Required work
Count the lines below that include the word "coins" and write that number alone.

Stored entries
[Start of Attachment]

PR #245, opened 2015-09-28
orderbook.html: select specific orders with a single click

the9ull:
I added JS code to highlight lines of the orderbook table. This gives a quicker overview over the interested orders (e.g. your own yield generator).
The selection it's persistent.


chris-belcher:
Looks nice.

PR #246, opened 2015-09-30
Move yieldgen configuration to joinmarket.cfg

abitfan:


AdamISZ:
It seems like nobody's looked at this?

It seems like an entirely sensible idea, and simple. But: did you notice that we have a required_options dict at the top of common.py, so you could enter these fields into the joinmarket.cfg file, and put it in the default version of course. Then you wouldn't have to load the fields individually. Of course, these fields would just be ignored by the taker scripts.

Also, squash commits into 1 please.

raedah:
We have 3 yeildgens in develop now. Organizing the config still needs to be done, but will need to be done in a different way which takes into account options which are shared across all yieldgens and options that are specific that that yieldgen. I suggest this pull request is closed.

PR #262, opened 2015-10-08
tumbler option to start from lowest used mix depth

weatherhead99:
got hit by this a couple of times when using tumbler myself.
Naive and simple implementation, but seems to work here.


chris-belcher:
Thanks for implementing this.

It needs a small fix, search for `options.mixdepthsrc` in the entire tumbler.py file and you'll see its used in other places. I think it's best to just reassign it as in `options.mixdepthsrc = min_depth`.

Also, I'm thinking it might be better to not even bother asking the user for confirmation(?) It adds more mental space requirement in their heads, and I can't think of any downside except maybe that if they're running with bitcoin core it will say "imported addresses, use -rescan if you're recovering from seed".

Finally, please use git rebase so that this PR has only one commit. It makes it easier to follow development.

weatherhead99:
The only downside I can think of is if the user is perhaps re-starting a multi-stage coinjoin that got some partway through. e.g. if I want to tumble 5 times, I start tumbler.py asking for 5 tumbles. Then if it dies or gets killed after 3 tumbles, I actually want to start again with only 2 tumbles from the last level. The current implementation will try to do another 5.

Sorry about rebase, I pushed to my repo by accident before doing it!

chris-belcher:
Ah that's a different feature.
I think the best way to do that is to save the 'transaction list' and other information to a file, and allow someone to give that file to tumbler.py on the command line when they want to resume.

weatherhead99:
agree completely that it's a separate feature in principle, just that at the moment, if my tumbler is killed, when I restart it, it will stop with "no coins remaining at level 0", and that will remind me to change the level. Wheras if we don't ask with this fix, then a tumbler that needs to be restarted often might waste a lot of time.

chris-belcher:
The drawback you mention here https://github.com/chris-belcher/joinmarket/pull/262#issuecomment-146582441 already exists in your PR.
So maybe the best solution is to simply `sys.exit(0)` with the message like "no coins in mixing depth XXX, use -m to choose another mixing depth to start from"

weatherhead99:
I guess as a minimum fix to both problems, it might be useful for tumbler to drop a short text file on startup, and delete on successful exit. Then we can also check on startup (in a fairly hacky way) whether the last run went to completion.

chris-belcher:
Yes thats a good idea. It's probably better to call it a "tumbler progress file", ask the user for a name and allow the user to pass that name to tumbler.py if they want to restart where they left off.
It's much less hacky than the script checking if the file exists on its own without the user's knowledge.

Issue #263, opened 2015-10-08
yield-generator crash if blockr returns vout without is_spent


ande2101:
[2015/10/08 06:00:21] Traceback (most recent call last):
      File "yield-generator.py", line 147, in main
        irc.run()
      File "/home/user/joinmarket/lib/irc.py", line 502, in run
        self.__handle_line(line)
      File "/home/user/joinmarket/lib/irc.py", line 405, in __handle_line
        self.__handle_privmsg(chunks[0], chunks[2], get_irc_text(line))
      File "/home/user/joinmarket/lib/irc.py", line 358, in __handle_privmsg
        self.__on_privmsg(nick, parsed)
      File "/home/user/joinmarket/lib/irc.py", line 262, in __on_privmsg
        self.on_seen_tx(nick, txhex)
      File "/home/user/joinmarket/lib/maker.py", line 213, in on_seen_tx
        self.active_orders[nick].recv_tx(nick, txhex)
      File "/home/user/joinmarket/lib/maker.py", line 81, in recv_tx
        goodtx, errmsg = self.verify_unsigned_tx(self.tx)
      File "/home/user/joinmarket/lib/maker.py", line 128, in verify_unsigned_tx
        input_utxo_data = common.bc_interface.query_utxo_set(list(tx_utxo_set))
      File "/home/user/joinmarket/lib/blockchaininterface.py", line 314, in query_utxo_set
        if vout['is_spent'] == 1:
    KeyError: 'is_spent'

ande2101:
Update: This could have been because I was using it over Tor and it was using HTTP rather than HTTPS. I've put additional logging in and will see if it goes away.

tailsjoin:
FWIW I've used blockr with Tor extensively over the past months and have never seen this issue.

ande2101:
Interesting. I haven't restarted in ages, perhaps I've just got a bad exit node?

I had a similar issue yesterday before I put the HTTPS changes in:

    Traceback (most recent call last):
      File "yield-generator.py", line 147, in main
        irc.run()
      File "/home/anonymous/Documents/cash/joinmarket/lib/irc.py", line 502, in run
        self.__handle_line(line)
      File "/home/anonymous/Documents/cash/joinmarket/lib/irc.py", line 405, in __handle_line
        self.__handle_privmsg(chunks[0], chunks[2], get_irc_text(line))
[...]

PR #267, opened 2015-10-10
Use HTTPS rather than HTTP

### LINKED ISSUE #264: Use HTTPS for API calls
Use HTTPS calls for blockchian, blockr.io, etc. inside:

> lib/blockchaininterface.py
> lib/bitcoin/bci.py

ande2101:
Use HTTPS rather than HTTP for API calls to blockr.io and blockchain.info

Fixes #264

### DIFF
--- a/lib/bitcoin/bci.py
+++ b/lib/bitcoin/bci.py
@@ -46,7 +46,7 @@ def bci_unspent(*args):
     u = []
     for a in addrs:
         try:
-            data = make_request('http://blockchain.info/unspent?address='+a)
+            data = make_request('https://blockchain.info/unspent?address='+a)
         except Exception as e:
             if str(e) == 'No free outputs to spend':
                 continue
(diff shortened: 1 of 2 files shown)


chris-belcher:
So has anyone tried this yet?

I remember doing something like this many months ago but seem to remember it didn't work. Also you should all know the python urllib library doesn't check the SSL certificate.

ande2101:
I've been running yield-generator for a few days now and that seems okay. My failures are now related to DNS and connection issues to IRC, I haven't seen issue #263 since so it must have been a naughty exit node. Also the SSL certs are checked as of [Python 2.7.9](https://www.python.org/downloads/release/python-279/)

I haven't done a shared send or run the tumble script, mostly because I'm cheap. I did check that the HTTPS addresses worked though.

chris-belcher:
The IRC network has an onion so you don't have to go through exit nodes.

Has your yield generator done any successful joins?

ande2101:
Yep I've successfully done joins using this, also I've removed the other commits.

Cheers

Ande

PR #272, opened 2015-10-13
Specify default donate percent, tumber.py --help

tailsjoin:


tailsjoin:
I think users deserve to know the default amount of their funds being diverted. If not, should we remove all information about default settings then? 

There are only two options in `tumbler --help` without defaults specified. One is mixdepthcount (I'm assuming because it's all of them and that's common sense?) and the other is the donation amount. In contrast, there are 13 options with their defaults specified.

chris-belcher:
It's not clear to me what users deserve. They already get this software for free and derive a large amount of utility from it.

How to funding shared infrastructure is an unsolved problem. Hive wallet is one of the latest to halt development https://www.reddit.com/r/Bitcoin/comments/3llr1a/hive_wallet_no_longer_being_developedtime_to_bail/cv7mpbu?context=1

tailsjoin:
This is starting to feel scammy.

adlai:
@tailsjoin There's nothing wrong with developers asking for their time to be compensated. If you think the default policy here is unfair, put a different one in your fork.

AdamISZ:
@adlai but that's not what's at issue here, as far as I understand. It's about defaults and visibility. A default to donate is absolutely fine, but it really needs clear communication. I guess the only thing left to argue is what constitutes "clear communication".

tailsjoin:
@adlai This PR does not try to remove donations, does it?

AdamISZ:
@chris-belcher why shouldn't the donation default amount be shown here? It certainly should. I see no reason not to merge this.

The other stuff we've been arguing about is a separate matter (including what the default should be), but I can't see any possible controversy here.

adlai:
ACK

lacksfish:
As the default donation is now 0 percent, maybe we can close this pull request and get along again.

On a sidenote, I also didn't like how this issue was handled and, because of using and testing the tumbler, I donated more to @chris-belcher than I would've liked..

tailsjoin:
I just assumed that this was closed already.

Closing now as fixed elsewhere.

PR #289, opened 2015-10-22
Dust threshold for Bitcoin v0.11.1 new default

tailsjoin:


chris-belcher:
Merged now to stop bots breaking, in the medium term we should understand the limit better as I described in the issue about this.

Issue #291, opened 2015-10-24
secp256k1


AdamISZ:
I'm opening this issue to keep a log/update of progress on libsecp256k1 integration.

The branch is at https://github.com/AdamISZ/joinmarket/tree/secp256k1 .

An overview: 
First, the motivation: we need to use the best secure, tested, maintained, and conforming-to-standards code for Bitcoin signing and key management; in particular, the code for **elliptic curve calculations and ECDSA operations**. Hence the desire to use this [library](https://github.com/bitcoin/secp256k1). However, this code does only that, it does not replace the code for transaction creation/manipulation, or for BIP32 (the HD style of wallets used by joinmarket).

So in this branch, all EC and ECDSA operations are moved to the module ec_ecdsa.py, which is a wrapper for the [this](https://github.com/ludbb/secp256k1-py) python binding of the libsecp256k1 shared library. I've submitted a PR to add exposure of needed functionality [here](https://github.com/ludbb/secp256k1-py/pull/3).

This will allow us, hopefully, to no longer use snapshots of nacl or secp256k1 (the latter is currently added into this branch) and use pip install instead. For pybitcointools, this will no longer be relevant since the library has been cannibalised.

Further in line with improving security/testing, I've added the bip32 test vectors to the library [here](https://github.com/AdamISZ/joinmarket/commit/dab7c3fa3ff8d445cec45cf7d1bdb9ae3f1c24f0) (they passed).

There is other irrelevant code that could be moved from this version of bitcoin/ , for example blocks.py and composite.py (?). Opinions welcome, but not important.

I'm going to log the results of testing here. I plan to merge current master of joinmarket into this branch today.

AdamISZ:
Tests so far:

Basic test/regtest.py : passing. ("Basic" means the version currently in master; I have a more sophisticated version with more coins in more coin depths, randomised, and more bot participants which can get merged sometime).

test/wallet-test.py : passing. (These tests for now are mostly about password and seed recovery. I want to add more, especially e.g. private key dump).

test/tumbler-test.py : passing.

The above 3 tests are of course running of a regtest blockchain.

I have also just tried a 3 bot test (2yg, 1sp) on testnet using blockr. Also passed.

I'll add to this when I have more. There are quite a lot of 'corner use cases' nowadays like using multisig, using Core wallet features. If you can add to this or help me test, please do.

AdamISZ:
A note about installation of secp256k1 before I forget:
[...]

PR #302, opened 2015-11-02
Secp256k1

AdamISZ:
See #291 . 
Squashed most of the commits down.


AdamISZ:
Ugh, sorry I thought this would only create 6dd408a and 4a344f5 and the final merge 4882165

AdamISZ:
Will try again.

PR #303, opened 2015-11-03
Issue291

AdamISZ:
#291
Slightly cleaned up the git commits, hopefully.
Also, noticed another fix needed for legacy message signatures: new version only verifies low S, so convert all high S to low S in the ecdsa_verify function.

As I may have mentioned before, the install.sh in this is rudimentary, a much more complete version is being prepared and can be added any time.


AdamISZ:
e0a1f08 is a bugfix which addresses the rare case where the mess. sig has r or s values < 32 bytes. Tested OK on regtest and blockr.

AdamISZ:
arubi has done the install scripts for Linux, we are testing on Ubuntu, Debian and Tails. Obviously there is likely more to be done there, but no need for it to be a barrier to a future merge.

AdamISZ:
The above commit removes repeated calls to secp256k1_context_create in the constructor, see the notes in this comment: https://github.com/chris-belcher/joinmarket/issues/316#issuecomment-156867422 . This finally creates the performance boost I was expecting from the start.

PR #309, opened 2015-11-06
Don't print IRC password to the log when doing a debug_dump_object

MagikSquirrel:
It's a bad practice to print the password in plaintext to the log.


lib/common.py
```diff
@@ -177,6 +177,8 @@ def debug_dump_object(obj, skip_fields=[]):
 	for k, v in obj.__dict__.iteritems():
 		if k in skip_fields:
 			continue
+		if k == 'password' or k == 'given_password':
+			continue
```
dcousens: why not just add this to `skip_fields`?

PR #311, opened 2015-11-07
unmask sybil counterparties by hostmask

adlai:


adlai:
Inexplicable weirdness is happening with `IRCMessageChannel.__privmsg`. Closing the public PR until this actually works properly.

chris-belcher:
What kind of weirdness ?

PR #596, opened 2016-07-29
Log testnet as well, to different file

nkuttler:
I would like to see testnet transactions logged as well. In this patch I use a property, but I guess setting the `statement_file` attribute in `__init__` would be considered cleaner? I can do it either way and update the other yigen scripts as well if this change is OK.

### DIFF
--- a/yield-generator-basic.py
+++ b/yield-generator-basic.py
@@ -40,7 +40,11 @@ log = get_log()
 # spent from utxos that try to make the highest balance even higher
 # so try to keep coins concentrated in one mixing depth
 class YieldGenerator(Maker):
-    statement_file = os.path.join('logs', 'yigen-statement.csv')
+    @property
+    def statement_file(self):
+        suffix = '-test' if get_network() == 'testnet' else ''
+        filename = 'yigen-statement{0}.csv'.format(suffix)
+        return os.path.join('logs', filename)
 
     def __init__(self, msgchan, wallet):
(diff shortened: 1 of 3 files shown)


chris-belcher:
I have nothing against this. In my mind the yield-gen log file's features are mostly replaced by wallet-tool.py's history method.

chris-belcher:
Before merging could you squish the commits into one.

nkuttler:
I haven't done the `yield-generator-oscillator.py` yet, the logging works a little differently. But feel free to merge anyway, I don't really understand what that one does and don't use it (yet).

AdamISZ:
> Ah, if it works, could you cherry-pick this into the 0.2.0 branch as well? Or should I make another PR?

There's already a small divergence; will just have to find the right way when the time comes. cherry-pick might be involved, not sure, would welcome advice.

AdamISZ:
Re the copy paste, I did a small refactor already in the 0.2.0 branch to avoid this (see `joinmarket/yieldgenerator.py`). Maybe we can just put this edit in there, and drop this PR?

nkuttler:
I only need to log testnet for the 0.2.0 branch, so yes, we can drop this pr and I can update the code. I've also started to use the oscillating yigen, I'll revisit that code as well.

AdamISZ:
OK, but as I say i'm hoping you only need to put it in the base yieldgenerator class after refactor. ("hoping" means I haven't looked at it, but I think so)

PR #605, opened 2016-08-26
Manage error 429 of blockr

the9ull:
When a wallet becomes too big the blockr service could raise this error on syns process:
{"status":"error","data":null,"code":429,"message":"Too many requests. Wait a bit..."}


AdamISZ:
This looks good, it would be nice to have a test (added to `test/test_blockr.py`), but that might not be practical given the nature of this functionality.

Code looks fine; if it's been tested locally, then ACK. Anyone else have a thought?

the9ull:
For the tests we could use a mock. I'll try to add it

AdamISZ:
Any progress on test? Anybody else have a thought?

the9ull:
I rewrote the code in order to cover all the calls to blockr.io and I added the test in test_blockr.py.

AdamISZ:
Looks very good, thanks.

PR #606, opened 2016-08-26
Mixdepth orders improvement

the9ull:
I found 2 issues:
1. if I change some parameters (e.g. DUST_THRESHOLD) the orders generator creates invalid orders. Now the sanity check deletes the invalid orders instead break all with an assert;
2. If more mixdepths have the same fee (e.g. `cjfee = ['0.0001', '0.0001', '0.0001', '0.00005', '0.00005']`) it is possible to join the orders with the same cjfee, improving the privacy


AdamISZ:
All ygs except -basic and -pe have now been removed (basically a rationalization). Awaiting whether someone wants to create a separate repo for them. Sorry about that. Closing.

PR #610, opened 2016-09-11
Add gaplimit option for yield generators.

domob1812:
Add a new option `-g` (as with `wallet-tool.py`) for the yield generators that allows controlling the gap limit used in the underlying wallet.

### DIFF
--- a/joinmarket/yieldgenerator.py
+++ b/joinmarket/yieldgenerator.py
@@ -77,7 +77,7 @@ class YieldGenerator(Maker):
 
 
 def ygmain(ygclass, txfee=1000, cjfee_a=200, cjfee_r=0.002, ordertype='reloffer',
-           nickserv_password='', minsize=100000, mix_levels=5):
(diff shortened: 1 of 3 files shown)


AdamISZ:
Please open pull requests against the develop branch. Thanks. Looks good (I'm actually a bit bewildered, didn't realise we didn't have that!).

domob1812:
Ah, thanks for the hint!  I've rebased now and changed this PR to be for `develop`.

I've been changing the gaplimit in the version I run for quite some time now (just hardcoded in the code), but I think it makes sense to have a proper option for that. ;)

AdamISZ:
Yes it does! Thanks .. :confused: (can't remember if we didn't have it or it was botched up somewhere). I'll take another look in a bit.

AdamISZ:
I'm not sure why the travis test didn't trigger, but it probably has something to do with the way you switched from master to develop. Can you re-create it as a new PR based off develop and close this one? I think that should fix it. I think I'll just merge it then.

domob1812:
Done in #613.  Closing this one.

PR #613, opened 2016-09-17
Add gaplimit option for yield generators.

domob1812:
Add a new option `-g` (as with `wallet-tool.py`) for the yield generators that allows controlling the gap limit used in the underlying wallet.

Recreated PR #610 as per the discussion there.

### DIFF
--- a/joinmarket/yieldgenerator.py
+++ b/joinmarket/yieldgenerator.py
@@ -77,7 +77,7 @@ class YieldGenerator(Maker):
 
 
 def ygmain(ygclass, txfee=1000, cjfee_a=200, cjfee_r=0.002, ordertype='reloffer',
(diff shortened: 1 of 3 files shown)


AdamISZ:
Yeah, it still doesn't trigger. No idea, oh well will just merge. If the build test fails can deal with it then.

AdamISZ:
Oh you opened against master again!

domob1812:
Oh sorry - seems the interface doesn't like me.  I selected "develop", then "compare across forks" and then my fork - but it seems that the "compare across forks" reset the base branch....  I'll do it again, sorry for the spam.

domob1812:
Ok, seems it worked in #614 now.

[End of Attachment]

Written response
4